[Dataset entries]
****************
PR #385, opened 2024-06-16
ENG-623: Allow users to configure zap output

daabr:
Allow users to configure Zap logging style and volume via AK config:
- `zap.level` = -1 (debug) / 0 (info) / ...
- `zap.encoding` = console / json

The default behavior is still the same:
- Default: production settings
- Dev: dev settings
- Logging level: info for both

### DIFF
--- a/internal/backend/logger/logger.go
+++ b/internal/backend/logger/logger.go
@@ -39,10 +39,15 @@ func (onPanicHook) OnWrite(ce *zapcore.CheckedEntry, fs []zapcore.Field) {
 func New(cfg *Config) (*zap.Logger, error) {
 	cfg.Zap.Level.SetLevel(zapcore.Level(cfg.Level)) // Default = 0 = Info.
 
+	// Optional override for the default encoding:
****************
> _WORK REQUEST_
All the lines above must appear again in the answer, word for word.

> _WRITTEN RESPONSE_
PR #385, opened 2024-06-16
ENG-623: Allow users to configure zap output

daabr:
Allow users to configure Zap logging style and volume via AK config:
- `zap.level` = -1 (debug) / 0 (info) / ...
- `zap.encoding` = console / json

The default behavior is still the same:
- Default: production settings
- Dev: dev settings
- Logging level: info for both

### DIFF
--- a/internal/backend/logger/logger.go
+++ b/internal/backend/logger/logger.go
@@ -39,10 +39,15 @@ func (onPanicHook) OnWrite(ce *zapcore.CheckedEntry, fs []zapcore.Field) {
 func New(cfg *Config) (*zap.Logger, error) {
 	cfg.Zap.Level.SetLevel(zapcore.Level(cfg.Level)) // Default = 0 = Info.
 
+	// Optional override for the default encoding:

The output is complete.